A study conducted by Ministry of Civil Aviation last year found that all destinations in North America, Europe and UK with the exception of New York and Chicago were loss making for Air India in 2011-12. Just 13 overseas routes which AI has been flying for decades accounted for 80% of its total cash the losses in that year. Its total cash losses in 2011-12 were Rs 1491.25 crore, of which these 13 routes accounted for Rs 1121.07 crore. The biggest loss making international flight was the Amritsar-Delhi-Toronto service which brought in Rs 164.25 crore in cash loss or 11 percent of the airline’s total cash loss.
These statistics are frightening enough for AI to reconsider its Toronto service resumption.
Meanwhile, Nandan also spoke of new international flights from the winter schedule, which comes into effect from October 27 this year. He said a four-times-a-week Delhi-Hong Kong-Seoul flight will be operated on the brand new Boeing 787 Dreamliner aircraft. Also, once permissions are in from Japanese authorities, thrice-a-week flights would be mounted on Delhi-Hong Kong - Osaka route.
Then, Air India plans to begin services to Rome and Milan from this winter schedule and to Moscow from summer of 2014. Though aviation regulator DGCA’s data shows the total number of departures for AI during the winter schedule are down to 1721 per week from 1850 last year, Nandan said last year’s schedule will be maintained.

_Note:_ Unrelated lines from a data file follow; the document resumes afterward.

Issue #689, opened 2023-03-09
Make e2e ibmcloud provisioner for managed cluster robust and support overlay operator


huoqifeng:
- [ ] Generate `COS_SERVICE_URL` and `VPC_SERVICE_URL` based on region
- [x] Use VPC and Subnet `name` only without ID in properties and retrieve the ID if it's existing, create it otherwise.
- [ ] Look up `COS_INSTANCE_ID` by `COS_INSTANCE_NAME`??
- [x] Look up `SSH_KEY_ID` by `SSH_KEY_NAME`?? or accept a public key and upload it??
- [x] Check IKS cluster created completely before install operator
- [x] Check IKS cluster deleted completely before delete subnet and vpc
- ??

huoqifeng:
@stevenhorsman @liudalibj please add more comments here for any enhancements you have thought about.

huoqifeng:
Looks this is not reasonable always: `Generate COS_SERVICE_URL and VPC_SERVICE_URL based on region`.
Because the URL might not be related with region only.

PR #703, opened 2023-03-13
ibmcloud: e2e prov remove iam and vpc url in props

huoqifeng:
Fixes: #689


yoheiueda (approved):
LGTM

stevenhorsman (approved):
This looks great in allows overriding of the `IAM_SERVICE_URL` and `VPC_SERVICE_URL` values if required (e.g. in staging), but not having them in the default properties file which makes it easer for 'normal' users. Thanks Qifeng!

PR #700, opened 2023-03-09
vsphere: Add additional startup option checking

caavery:
Fixes: #635

This patch also updates kustomization.yaml with the new options and provides better descriptions.

PR #704, opened 2023-03-13
vsphere: Add additional startup option checking

caavery:
Fixes: #635

This patch also updates kustomization.yaml with the new options and provides better descriptions.


caavery:
New pull request replacing  PR #700

pkg/adaptor/cloud/vsphere/provider.go
```diff
@@ -49,6 +54,27 @@ func NewProvider(config *Config) (cloud.Provider, error) {
...
 }
 
+func checkConfig(config *Config) error {
+
+	// Do some initial checks of the optional input values
+
+	if config.DRS == "true" {
+		if config.Cluster == "" {
+			return fmt.Errorf("Error: A cluster name is required with DRS")
+		}
```
snir911, line 64: nit: i wonder if it make sense to have fallback try to use Host and Datastore in cases where DRS=true but cluster is not set

install/overlays/vsphere/kustomization.yaml
```diff
@@ -18,9 +18,32 @@ configMapGenerator:
...
+                       # If not using DRS a datastore name is required.
+                       # If using DRS the datastore name is ignored.
+
+  #- GOVC_FOLDER=""     # Uncomment to place your peerpod VM in an existing desintation folder
+                        # or create a new one if it does not exist in the VM inventory path
+                        # (GOVC_DATACENTER/vm/GOVC_FOLDER).
+
   #- PAUSE_IMAGE="" # Uncomment and set if you want to use a specific pause image
-  #- VXLAN_PORT="" # Uncomment and set if you want to use a specific vxlan port. Defaults to 4789
+  - VXLAN_PORT="" # set to use "9000" or change if you want to use a specific vxlan port. Defaults to 4789.
```
snir911, line 46: better to keep commented if not mandatory

snir911 (commented):
Thanks @caavery, LGTM overall, i added minor comments

pkg/adaptor/cloud/vsphere/provider.go
caavery: The problem with that is the user has misconfigured the CAA and we need to point that out. They are asking for DRS and if we are not doing what they ask to try to help them it may sound good but it also leads to confusion. Meaning DRS requires a cluster if they have omitted a cluster name they have ignored the most crucial part of the config.

install/overlays/vsphere/kustomization.yaml
caavery: K I'll fix this.

install/overlays/vsphere/kustomization.yaml
```diff
@@ -18,9 +18,32 @@ configMapGenerator:
...
+                       # If not using DRS a datastore name is required.
+                       # If using DRS the datastore name is ignored.
+
+  #- GOVC_FOLDER=""     # Uncomment to place your peerpod VM in an existing desintation folder
+                        # or create a new one if it does not exist in the VM inventory path
+                        # (GOVC_DATACENTER/vm/GOVC_FOLDER).
+
   #- PAUSE_IMAGE="" # Uncomment and set if you want to use a specific pause image
-  #- VXLAN_PORT="" # Uncomment and set if you want to use a specific vxlan port. Defaults to 4789
+  # - VXLAN_PORT="" # Uncomment and set to use "9000" or change if you want to use a specific vxlan port. Defaults to 4789.
```
snir911, line 46: very nit: seems like there's additional space here

snir911 (approved):
Thanks @caavery !

install/overlays/vsphere/kustomization.yaml
```diff
@@ -36,8 +59,12 @@ secretGenerator:
 - name: peer-pods-secret
   namespace: confidential-containers-system
   literals:
-  - GOVC_USERNAME="" # set
-  - GOVC_PASSWORD="" # set
+  - GOVC_USERNAME=""   # set of the vCenter username is required.
```
bpradipt, line 62: nit: `set of the vCenter` -> `set if the vCenter`

install/overlays/vsphere/kustomization.yaml
```diff
@@ -36,8 +59,12 @@ secretGenerator:
...
+
+  - GOVC_PASSWORD=""   # set of the vCenter password is required.
+
```
bpradipt, line 65: nit: `set of the vCenter` -> `set if the vCenter`

pkg/adaptor/cloud/vsphere/provider.go
```diff
@@ -49,6 +54,27 @@ func NewProvider(config *Config) (cloud.Provider, error) {
...
+		return nil
+	}
+
+	// Hosts and Datastores are required when not using DRS
+	// We cannot check for a cluster as hosts do not have to be part of a cluster.
+
+	if config.Host == "" || config.Datastore == "" {
+		return fmt.Errorf("Error: A host and datastore name are required")
```
bpradipt, line 72: Are both host and datastore needed or either of them?

pkg/adaptor/cloud/vsphere/provider.go
```diff
@@ -35,6 +35,11 @@ func NewProvider(config *Config) (cloud.Provider, error) {
 
 	logger.Printf("vsphere config: %#v", config.Redact())
 
+	err := checkConfig(config)
+	if err != nil {
```
bpradipt, line 39: Should the error be logged here ?

install/overlays/vsphere/kustomization.yaml
caavery: The set is required. There is no if.  I could say # The setting of the vCenter blah is required.

pkg/adaptor/cloud/vsphere/provider.go
caavery: Both are required so if either of them are empty it is an error.

install/overlays/vsphere/kustomization.yaml
caavery: Or  'Setting the vCenter blah is required'

pkg/adaptor/cloud/vsphere/provider.go
caavery: All errors from NewProvider are logged in cmd/cloud-api-adaptor/main.go
func main() {

	starter, err := config.Setup()
	if err != nil {
		fmt.Fprintf(os.Stderr, "%s: %s\n", os.Args[0], err)
		cmd.Exit(1)
	}

So if I wanted to be consistent I should remove this logging in NewProvider and return the formatted error
govmomiClient, err := NewGovmomiClient(*config)
        if err != nil {
                logger.Printf("Error creating vcenter session for cloud provider:  %s", err)
                return nil, err
        }

install/overlays/vsphere/kustomization.yaml
caavery: Yeah same as below. There is no if. They must be set.

pkg/adaptor/cloud/vsphere/provider.go
bpradipt: thanks for the clarification

bpradipt (approved):
/lgtm
Thanks @caavery

Issue #708, opened 2023-03-14
remove the -<cloudprovider> suffix from all k8s objects


snir911:
as we moved to single binary it would be more suitable to have a generic name than a  cloud-provider specific naming

PR #710, opened 2023-03-14
controller: remove cloud-provider suffix from k8s objects

snir911:
deployments, cm, secrets..

Fixes: #708

### DIFF
--- a/install/overlays/aws/kustomization.yaml
+++ b/install/overlays/aws/kustomization.yaml
@@ -3,7 +3,6 @@ kind: Kustomization
 
 bases:
 - ../../yamls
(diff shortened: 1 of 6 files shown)


snir911:
@wainersm no, currently we supports only single cloud provider at a time, the same provider that host the cluster nodes, I'm not aware to any plans to change it
The two reasons i find to remove the suffix are that we moved to not cloud specific binary and that it will simplify secret/cm handling from the controllers

yoheiueda (approved):
LGTM

bpradipt (approved):
/lgtm
Thanks @snir911

Issue #375, opened 2022-11-26
Handle dangling cloud resources


bpradipt:
In the following issue - https://github.com/confidential-containers/cloud-api-adaptor/issues/328 we discussed about the dangling cloud resource problem. Currently cloud-api-adaptor (CAA) is stateless and this results in cases where the pod VM instances created by the caa is not deleted if the worker node reboots (on error, node maintenance etc).

To handle such cases, we felt the need to have a CRD for pod VM to maintain the state and perform required cleanups.

cc @yoheiueda @jensfr @surajssd

yoheiueda:
Currently, `cloud-api-adaptor` uses a on-memory map to manage mapping between VM instances and pod VMs. `cloud-api-adaptor` runs on a worker node, so a worker node crash results in a loss of the mapping information. This leads to dangling pod VMs.

To solve this problem, we can use a CRD object to represent a pod VM.  CRD objects are resilient to worker node crashes, and we can implement a controller to monitor CRD objects to clean dangling pod VMs.

This is the (incomplete) controller code that implements a similar mechanism. This code comes from  my project project, so cannot directly be applied to cloud-api-adaptor, but we can use it as a reference.

https://gist.github.com/yoheiueda/122619c2b12457edd46105741a14bf09

PeerPod is a CRD that represents a peer pod VM. There is a 1-1 mapping between Pod and PeerPod objects. A PeerPod objects contains VM instance information such as ID and IP address.

A PeerPod has a owner reference to the Pod object. This reference manages mapping between PeerPod and Pod, and guarantees the PeerPod object is automatically deleted, when the corresponding Pod object is deleted.
https://kubernetes.io/docs/concepts/overview/working-with-objects/owners-dependents/

When the controller detects a new Pod creation with a specific runtimeClass, it creates a PeerPod object with a owner reference to the original Pod object.

The controller monitors PeerPod object creation, and when it detects a new PeerPod object, it talks with a cloud API endpoint to create a new VM instance. When it obtains VM information such as IP address of the newly created VM instance, it updates the PeerPod object to include such VM information.

When CAA receives a CreateSandboxRequest from Kata shim, it talks with Kubernetes API server to wait for the corresponding PeerPod object becoming ready. Then, CAA gets the IP address information from the updated PeerPod object, and establishes a tunnel for agent protocol communication between kata shim and kata agent.

When the controller detects deletion of a PeerPod objects, it talks with the cloud API endpoint to delete the VM instance.

[...]

PR #701, opened 2023-03-10
ibmcloud: e2e test harden cluster subnet and vpc

huoqifeng:
Fixes: #689

PR #711, opened 2023-03-15
PeerPods CR & controller for handling dangling cloud resources

snir911:
Fixes: #375 
Here's a suggestion for monitoring and deleting dangling resources, this is RFC as I'd like to get feedback on the general idea and implementation but it's also WIP as there're still things to fix and improve

**Architecture & Workflow:**

Creation time:
With every successful peer-pod VM creation cloud-api-adaptor will create also a PeePod CR (predefined by the operator) which contains the cloud provider and its VM instance id.

Owner references:
The PeerPod CR is owned by the original Pod object that represents the peer-pod, upon pod deletion background cascading deletion getting into action which means the Pod will be deleted first and the GC will handle the owned PeerPod CR later.

Deletion time:
(Normal case) When remote hypervisor will get the stopVM request (upon pod deletion) it will delete the podVM instance and if successful it will remove the finalizer attached to the owned PeerPod object so it can then be cleaned by the GC
(Failure case) In case for some reason cloud-api-adaptor doesn’t honor the delete request of it fails to delete it, the finalizer is not removed and then when peer-pods controller will recognize deletion that the GC is trying to perform for the owned PeerPod object and that it still has the finalizer it will comprehend it needs to preform the deletion of podVM resource based on the PeerPod CR fields

* Currently supports and tested only with libvirt and aws

 TODOs:
- [ ] Docs
- [x] Move to a separate directory?
- [x] Adapt to #710
- [ ] Tests
- [ ] support more providers
- general fixes &  improvements

Depends-on: #755 (caa side)
to test use https://github.com/snir911/cloud-api-adaptor/tree/375merged
with the mentioned images


peer-pod-controller/controllers/peerpod_controller.go
```diff
@@ -0,0 +1,148 @@
...
+		libvirtcfg.PoolName = getEnvOrDefault("LIBVIRT_POOL", "default")
+		libvirtcfg.NetworkName = getEnvOrDefault("LIBVIRT_NET", "default")
+		provider, _ = libvirt.NewProvider(&libvirtcfg)
+	default:
+		return fmt.Errorf("unknown provider: %s", cloudName)
+	}
+
+	if cloud := cloudmgr.Get(cloudName); cloud != nil {
+		cloud.LoadEnv() // this doesn't work ATM as it requires providers build tags for cloudmgr
+	}
```
yoheiueda, line 138: If we can specify build tags here, I think we can simplify these lines to something like this.

```
	cloud := cloudmgr.Get(cloudName)
	if cloud == nil {
		return fmt.Errorf("unknown provider: %s", cloudName)
	}
	provider, err := cloud.NewProvider()
	if err != nil {
		return err
	}
```

peer-pod-controller/Dockerfile
```diff
@@ -15,13 +16,11 @@ COPY api/ api/
 COPY controllers/ controllers/
 
 # Build
-RUN CGO_ENABLED=0 GOOS=linux GOARCH=amd64 go build -a -o manager main.go
+RUN CGO_ENABLED=1 GOOS=linux GOARCH=amd64 go build -a -o manager main.go
```
yoheiueda, line 19: Can we specify build tags for cloud providers here in the same way of other binariers like `cloud-api-adaptor` and `cluster-provisioner`?

Build tags are derived from `BUILTIN_CLOUD_PROVIDERS` in the main Makefile.
https://github.com/confidential-containers/cloud-api-adaptor/blob/900b330e4502ba219abcd900bdf7c541539e2a1c/Makefile#L21-L26

peer-pod-controller/controllers/peerpod_controller.go
```diff
@@ -0,0 +1,148 @@
...
+		return ctrl.Result{}, err
+	}
+
+	if pp.ObjectMeta.GetDeletionTimestamp() == nil { // TODO: consider filter events
+		return ctrl.Result{}, nil
+	}
+
+	if err := r.setProvider(ctx, pp.Spec.CloudProvider); err != nil { // TODO: set only once?
+		return ctrl.Result{}, err
+	}
```
yoheiueda, line 70: If we only need to support a single cloud provider in a Kubernetes cluster, we don't need to set a cloud provider per pod here.

We can specify a cloud provider name as an argument to the controller binary, and create a Provider obect in `mainl.go` like [`cmd/cloud-api-adaptor/main.go`](https://github.com/confidential-containers/cloud-api-adaptor/blob/900b330e4502ba219abcd900bdf7c541539e2a1c/cmd/cloud-api-adaptor/main.go). Then we can pass the Provider object to this controller.

peer-pod-controller/main.go
```diff
@@ -84,6 +85,13 @@ func main() {
 		setupLog.Error(err, "unable to create controller", "controller", "PeerPodConfig")
 		os.Exit(1)
 	}
+	if err = (&controllers.PeerPodReconciler{
+		Client: mgr.GetClient(),
+		Scheme: mgr.GetScheme(),
+	}).SetupWithManager(mgr); err != nil {
+		setupLog.Error(err, "unable to create controller", "controller", "PeerPod")
+		os.Exit(1)
+	}
```
yoheiueda, line 94: As mentioned above, if we can specify a cloud provider name as a command line argument, we can create a Provider object here, and pass it in this struct.

pkg/util/k8sops/peerpod.go
yoheiueda, line 1: I think this package is only used in `"pkg/adaptor/cloud"`, so we can put this package under `"pkg/adaptor"`

peer-pod-controller/controllers/peerpod_controller.go
```diff
@@ -0,0 +1,148 @@
...
+
+	logger.Info("deleting instance", "InstanceID", pp.Spec.InstanceID, "CloudProvider", pp.Spec.CloudProvider)
+	if err := provider.DeleteInstance(ctx, pp.Spec.InstanceID); err != nil {
+		return ctrl.Result{}, err
+	}
```
yoheiueda, line 75: Is `DeleteInstance` called by both controller and `cloud-api-adaptor`? If so, I think DeleteInstance will return an error like `instance not found`. Such an error probably means that the instance has been already deleted. Is it harmless to return such error here?

pkg/util/k8sops/peerpod.go
```diff
@@ -0,0 +1,125 @@
...
+	client        *kubernetes.Clientset
+	uclient       *rest.RESTClient // use generated client instaed
+	cloudProvider string
+}
+
+func NewPeerPodService() *PeerPodService {
+	cloudProvider := os.Getenv("CLOUD_PROVIDER") // TODO: don't get from env var directly
+	if cloudProvider == "" {
+		logger.Printf("NewPeerPodService: failed to get cloudProvider")
+		return nil
```
yoheiueda, line 36: Can we return an error explicitly like this?

```
		return nil, errors.New("NewPeerPodService: failed to get cloudProvider")
```

pkg/adaptor/cloud/cloud.go
```diff
@@ -124,6 +126,9 @@ func NewService(provider Provider, proxyFactory proxy.Factory, workerNode podnet
 		workerNode:   workerNode,
 	}
 	s.cond = sync.NewCond(&s.mutex)
+	if s.ppService = k8sops.NewPeerPodService(); s.ppService == nil {
+		logger.Printf("failed to create PeerPodService, runtime failure may result in dangling resources")
+	}
```
yoheiueda, line 131: Can we handle errors explicitly like this?

```
if ppService, err  := k8sops.NewPeerPodService(); err != nil {
	logger.Printf("failed to create PeerPodService, runtime failure may result in dangling resources: %v", err)
} else {
	s.ppService = ppService
}
```

yoheiueda (commented):
Thank you very much for proposing this great enhancement! This looks a right approach to me.

peer-pod-controller/api/v1alpha1/peerpod_types.go
```diff
@@ -0,0 +1,67 @@
...
+// EDIT THIS FILE!  THIS IS SCAFFOLDING FOR YOU TO OWN!
+// NOTE: json tags are required.  Any new fields you add must have json tags for the fields to be serialized.
+
+// PeerPodSpec defines the desired state of PeerPod
+type PeerPodSpec struct {
+	// INSERT ADDITIONAL SPEC FIELDS - desired state of cluster
+	// Important: Run "make" to regenerate code after modifying this file
+
+	// Foo is an example field of PeerPod. Edit peerpod_types.go to remove/update
+	CloudProvider string `json:"cloudProvider,omitempty"`
```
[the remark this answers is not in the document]
snir911: Not really, at first i used it as it was not very simple to pass parameters at build time using the operator-sdk.
I'm still not sure how to do it but it indeed will be useful if we'll support multi cloud, and generally it just make sense to have context about the which provider the InstanceID refers to

peer-pod-controller/controllers/peerpod_controller.go
snir911: I couldn't find how to do it, IIRC adding tags caused the controller-gen to fail
I thought we may be able to go the other way around, i.e. to build all unless there's a tag

peer-pod-controller/Dockerfile
snir911: here's tags might work I'll have a look

go.mod
```diff
@@ -9,7 +9,7 @@ require (
 	github.com/Azure/azure-sdk-for-go/sdk/resourcemanager/network/armnetwork v1.1.0
 	github.com/IBM-Cloud/bluemix-go v0.0.0-20230120122421-afb48116b8f1
 	github.com/IBM/go-sdk-core/v5 v5.10.2
-	github.com/IBM/vpc-go-sdk v0.32.0
+	github.com/IBM/vpc-go-sdk v1.0.1
```
stevenhorsman, line 12: I think QiFeng purposely downgraded the vpc-go-sdk to the latest maintained one: https://github.com/confidential-containers/cloud-api-adaptor/pull/701#issuecomment-1463371224

peer-pod-controller/controllers/peerpod_controller.go
snir911: It seems the returned error comes from the provider's api, I'l check for the existence of the finalizer before deleting so that also if the deletion will fail due to `instance not found`, the next try will skip it and complete with success

peer-pod-controller/controllers/peerpod_controller.go
snir911: I used CLOUD_PROVIDER instead of setting as parameter to the binary

peer-pod-controller/controllers/peerpod_controller.go
snir911: done

snir911:
I addresses all the issues commented, i hit some module issues due to the pkgs movements, hence, it blocks me from testing ATM but i don't expect code to have additional dramatic changes.
(also need to rename peer-pod-ctlr to peer-pod-ctrl)

peer-pod-controller/api/v1alpha1/peerpod_types.go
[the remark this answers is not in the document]
yoheiueda: OK. If we want to support multiple cloud providers, there is also possibility to support multiple accounts of a single cloud provider. So, we need a label to represents a pair of cloud provider name and account identifier.

A possible simple way to support such situation is to run multiple controllers, each of which is responsible only for a single cloud provider and a single account.  A controller should have a startup option to specify a value to be used for the label. The default value can be the same string of a cloud provider, since a single account is usually used for a single cloud provider.

Each controller determines which PeerPod objects it should handle by filtering the objects with the label.

snir911:
removed the WIP & RFC, please review
**NOTE:** it still requires to remove some hacks that was done for testing before merging
all other changes can be done as follow up also supporting other providers

peer-pod-ctrl/controllers/peerpod_controller.go
```diff
@@ -0,0 +1,62 @@
+/*
+Copyright 2023.
```
bpradipt, line 2: nit: Better to use the confidential containers copyright

yoheiueda:
> Please remove any commits that are really not required for peerpod CR. For example I think this commit is not needed - all: mv cloudmgr pkg under pkg/

I think this specific change is based on my previous comment.

It is OK with me to keep using the original package location of `cmd/cloud-api-adaptor/cloudmgr`. I'll submit another PR to reorganize the `cloudmgr` functionality into each cloud provider code in `pkg/cloud/*`.

bpradipt:
> > Please remove any commits that are really not required for peerpod CR. For example I think this commit is not needed - all: mv cloudmgr pkg under pkg/
> 
> I think this specific change is based on my previous comment.
> 
> It is OK with me to keep using the original package location of `cmd/cloud-api-adaptor/cloudmgr`. I'll submit another PR to reorganize the `cloudmgr` functionality into each cloud provider code in `pkg/cloud/*`.

@yoheiueda thanks for clarifying. I think since this PR is quite big, keeping it specific to the controller required changes will be better from review and test standpoint. wdyt ?

snir911:
> @snir911 thanks for implementing this important feature. Overall it looks good. I need to do a second pass but before that few generic comments to help move forward.
> 
> 1. Please squash few commits. For example the reconcile loop function and the api etc creation can be in one PR.

you mean to split the api calles from the CAA to a different PR?

> 2. Please remove any commits that are really not required for peerpod CR. For example I think this commit is not needed - `all: mv cloudmgr pkg under pkg/`

As @yoheiueda mentioned i moved it as he requested, however, i think reverting it and reorganize later also make sense, also i think it would help to avoid the need to point go.mod to the root dir
 
> 3. Add proper copyright statements for CoCo

ok
> 4. Please rename the folder to `peerpod-controller` to match the CR - `peerpod`.

The reason i used "ctrl" and not "controller" is because when i tried to stick with this naming in the other operator ([peer-pod-config-controller](https://github.com/confidential-containers/cloud-api-adaptor/pull/714) it resulted in failure with some of the objects definitions due to a too long name (default names the operator-sdk is using)
Of course it can be modified, but i thought it would be better to be unified with the naming conventions in both operator

bpradipt:
> > @snir911 thanks for implementing this important feature. Overall it looks good. I need to do a second pass but before that few generic comments to help move forward.
> > 
> > 1. Please squash few commits. For example the reconcile loop function and the api etc creation can be in one PR.
> 
> you mean to split the api calles from the CAA to a different PR?

These two commits
- 8e0206b11a9e3d73a9090ea08592e379a7e59553
- b2b243461f9ebc4851cdf9855c3e0f4d48ab801e
- 
> 
> > 4. Please rename the folder to `peerpod-controller` to match the CR - `peerpod`.
> 
> The reason i used "ctrl" and not "controller" is because when i tried to stick with this naming in the other operator ([peer-pod-config-controller](https://github.com/confidential-containers/cloud-api-adaptor/pull/714) it resulted in failure with some of the objects definitions due to a too long name (default names the operator-sdk is using) Of course it can be modified, but i thought it would be better to be unified with the naming conventions in both operator

:-( ..Let's use `peerpod-ctrl` (peerpod as a single word to denote the CR)

bpradipt (approved):
/lgtm
Thanks @snir911. The best part is that the actual controller code is pretty less :)

peer-pod-controller/api/v1alpha1/peerpod_types.go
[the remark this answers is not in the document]
yoheiueda: I think is OK to keep this field. We will come back when we support multiple cloud providers.

yoheiueda (approved):
LGTM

He said the lower number of flights shown by DGCA is because of an earlier plan which envisaged total nunber of aircraft available with AI at 48 against 51 earlier. But now, the airline’s board has shelved plans to return 5 Airbus 319 aircraft and instead renew their lease. Also, another 19 A 320s which were to be replaced by newer aircraft and then reconfigured to single aisle 180-seaters are still with the airline since no new A320s are available in the market. Nandan said now, all 51 aircraft would be available with the airline for the winter schedule.